◆ ENTRIES SUPPLIED ◆
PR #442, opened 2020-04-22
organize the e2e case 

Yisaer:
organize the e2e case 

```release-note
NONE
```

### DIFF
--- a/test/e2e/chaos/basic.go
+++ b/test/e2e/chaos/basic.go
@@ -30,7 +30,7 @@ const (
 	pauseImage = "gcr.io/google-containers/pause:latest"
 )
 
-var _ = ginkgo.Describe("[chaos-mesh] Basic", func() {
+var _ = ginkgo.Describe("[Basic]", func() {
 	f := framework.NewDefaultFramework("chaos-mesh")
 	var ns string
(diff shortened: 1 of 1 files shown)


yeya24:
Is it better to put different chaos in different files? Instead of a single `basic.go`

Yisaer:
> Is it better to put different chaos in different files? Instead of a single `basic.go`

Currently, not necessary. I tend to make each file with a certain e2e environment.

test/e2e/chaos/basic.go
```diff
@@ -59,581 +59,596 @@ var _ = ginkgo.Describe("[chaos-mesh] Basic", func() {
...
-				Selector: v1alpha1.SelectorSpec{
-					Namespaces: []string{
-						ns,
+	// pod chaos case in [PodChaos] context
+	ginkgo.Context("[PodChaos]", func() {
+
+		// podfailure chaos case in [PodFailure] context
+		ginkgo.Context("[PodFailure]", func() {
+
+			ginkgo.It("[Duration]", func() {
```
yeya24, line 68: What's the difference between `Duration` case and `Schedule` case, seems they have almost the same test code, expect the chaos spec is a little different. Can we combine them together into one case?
==
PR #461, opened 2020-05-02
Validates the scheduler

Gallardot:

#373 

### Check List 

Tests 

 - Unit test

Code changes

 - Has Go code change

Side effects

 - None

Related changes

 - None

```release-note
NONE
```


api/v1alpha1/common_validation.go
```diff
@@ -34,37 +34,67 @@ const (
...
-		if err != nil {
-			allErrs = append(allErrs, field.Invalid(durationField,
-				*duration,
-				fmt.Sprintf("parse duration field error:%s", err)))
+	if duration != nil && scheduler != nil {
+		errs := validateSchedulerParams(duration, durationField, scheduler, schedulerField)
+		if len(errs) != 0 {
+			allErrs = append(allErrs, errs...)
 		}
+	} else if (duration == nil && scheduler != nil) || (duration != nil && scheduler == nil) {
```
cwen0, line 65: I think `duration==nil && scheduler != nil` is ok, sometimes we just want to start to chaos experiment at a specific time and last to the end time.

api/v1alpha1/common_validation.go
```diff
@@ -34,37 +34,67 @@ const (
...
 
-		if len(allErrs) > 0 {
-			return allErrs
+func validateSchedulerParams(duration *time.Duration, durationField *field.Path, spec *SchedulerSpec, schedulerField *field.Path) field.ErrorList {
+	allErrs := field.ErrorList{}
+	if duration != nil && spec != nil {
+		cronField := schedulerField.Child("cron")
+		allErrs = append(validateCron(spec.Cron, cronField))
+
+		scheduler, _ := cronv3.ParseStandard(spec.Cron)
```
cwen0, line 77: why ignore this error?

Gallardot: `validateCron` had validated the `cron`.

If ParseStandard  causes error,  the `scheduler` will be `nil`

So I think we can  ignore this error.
* * *
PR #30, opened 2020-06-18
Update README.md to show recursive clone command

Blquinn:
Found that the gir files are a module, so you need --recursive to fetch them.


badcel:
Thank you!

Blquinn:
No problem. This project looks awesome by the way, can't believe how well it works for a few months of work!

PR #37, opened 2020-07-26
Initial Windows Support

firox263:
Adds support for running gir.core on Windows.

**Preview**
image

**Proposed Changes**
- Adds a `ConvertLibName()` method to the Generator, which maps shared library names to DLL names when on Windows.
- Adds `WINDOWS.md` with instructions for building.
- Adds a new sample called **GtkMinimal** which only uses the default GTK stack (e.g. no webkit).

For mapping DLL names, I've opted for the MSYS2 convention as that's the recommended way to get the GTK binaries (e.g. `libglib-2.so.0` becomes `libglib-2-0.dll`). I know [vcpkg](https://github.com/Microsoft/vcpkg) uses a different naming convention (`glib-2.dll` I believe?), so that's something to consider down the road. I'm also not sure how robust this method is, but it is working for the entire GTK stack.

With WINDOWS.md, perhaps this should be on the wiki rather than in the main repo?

◆ EXERCISE ◆
Find the word "think" in the records, and report each line that has it.

◆ RESULT OF THE TASK ◆
cwen0, line 65: I think `duration==nil && scheduler != nil` is ok, sometimes we just want to start to chaos experiment at a specific time and last to the end time.
So I think we can  ignore this error.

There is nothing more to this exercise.